Lamia remained unmarried; he had cared for no other woman, and he felt that there was not to be found one who could ever be to him what he had hoped Domitia would have proved.

Once Titus asked him his reason for not marrying.

“Why do you inquire?” said Lamia, with a bitter smile, “do you also wish to carry off my wife?”

On the death of the old Emperor, Titus succeeded without any difficulties being raised. His father had already associated him in the Empire and had gradually transferred the conduct of affairs to his hands.

Hitherto the brothers had lived on very good terms with each other, at all events in appearance, and Domitian had been sufficiently prudent to veil his jealousy of Titus, who had shown himself kindly disposed towards his younger brother.

On the accession of Titus, Domitian hoped to be associated with him in government in the same manner as Titus had been with his father. In this he was disappointed, his disappointment got the better of his prudence, and he declared that his brother had falsified the will of Vespasian, who had divided the power equally between them.

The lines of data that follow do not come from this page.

PR #1162, opened 2015-05-28
Add an environment variable to disable asset compression to speed up server builds locally.

juhijariwala:


arvindsv:
Hmm, if it is local builds, shouldn't we be using a different environment? development or even a new one, where Rails.env is ```local_build``` or something of that sort, rather than putting logic to switch stuff around in production.rb? What am I missing?

ketan:
Assets for prod environment need to be (and [are being](https://github.com/gocd/gocd/blob/1afe499e5c7e819b3783e5301b5def4f9dfafb08/server/prepare_go_server_webapp.rake#L114-L125)) compiled down using production specific settings. (compress, digest, etc.)

Since we're having to do repeat compiles and packaging of the server jar for testing by building a production distribution, we figured that not compressing assets saved us a bunch of time.

jyotisingh:
@ketan - your point about saving time while re-building for local testing is very valid and it would be nice if we could make it faster. However, I am with @arvindsv on using a different environment config for this. 

It is fairly straightforward to do that anyway. All you need to do is move over the node code you have written (ie. class definition for NoCompression and the assignments) to a new environment config file (say server/webapp/WEB-INF/rails.new/config/environments/funky.rb) and set RAILS_ENV to *funky* while running the build. 
Well, there is one more change thats required in server/prepare_go_server_webapp.rake:

```patch
+  environment = ENV['RAILS_ENV'] || "production"
+
   if Gem.win_platform?
-    ENV['RAILS_ENV'] = "production"
+    ENV['RAILS_ENV'] = environment
     sh <<END
     cd #{File.expand_path(File.join(File.dirname(__FILE__), "webapp", "WEB-INF", "rails.new"))} &&
 END
   else
-    sh "cd #{File.join("webapp/WEB-INF/rails.new")} && RAILS_ENV=production #{ruby} -S rake assets:
+    sh "cd #{File.join("webapp/WEB-INF/rails.new")} && RAILS_ENV=#{environment} #{ruby} -S rake ass

```

What do you think?

ketan:
seems fine, can you close this issue?

PR #1163, opened 2015-05-28
Moved about page to rails controller.

juhijariwala:
* Replaced AboutService.java with AboutHelper.rb
* Removed old css and replaced it with minimal about.scss


server/webapp/WEB-INF/rails.new/app/helpers/about_helper.rb
```diff
@@ -0,0 +1,69 @@
...
+  def os_information
+    [system_property('os.name'), system_property('os.version')].join(' ')
+  end
+
+  def system_property(property)
+    system_environment.getPropertyImpl(property)
+  end
+
+  def available_space
+    artifact_dir = Spring.bean(com.thoughtworks.go.server.service.ArtifactsDirHolder.java_class).getArtifactsDir
```
arvindsv: I think you should just put ```:artifacts_dir_holder``` in [services.rb](https://github.com/gocd/gocd/blob/master/server/webapp/WEB-INF/rails.new/lib/services.rb#L29) and use that. That's what it is for.

arvindsv:
I think you should put those circles over Hakan's name back. I'm sure he'll mind.

arvindsv:
Rest of it looks good to me. Can merge.

ketan:
> I think you should put those circles over Hakan's name back. I'm sure he'll mind.

You mean Håkan's name? I'm sure he'll mind ;)

ketan:
See #1167, you may close this out.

On the first day of his reign, Titus designated Domitian as his successor, but he allowed him no independent power; and the young prince at once involved himself in intrigues and sought to rouse the troops to revolt, and to proclaim him in place of Titus.

The condition of Domitia would have been more intolerable than it was, but that Vespasian, up to his death, retained his younger son about his person, in Rome, and it was but rarely that the prince was able to escape to his villa, at Albanum, where Domitia remained in seclusion. And his visits there were not only few and far between, but also brief.

He was in bad humor when there, at liberty to vent his irritation at the manner in which he was treated by his father, and the behavior towards him of Domitia was not calculated to dispel his vapors.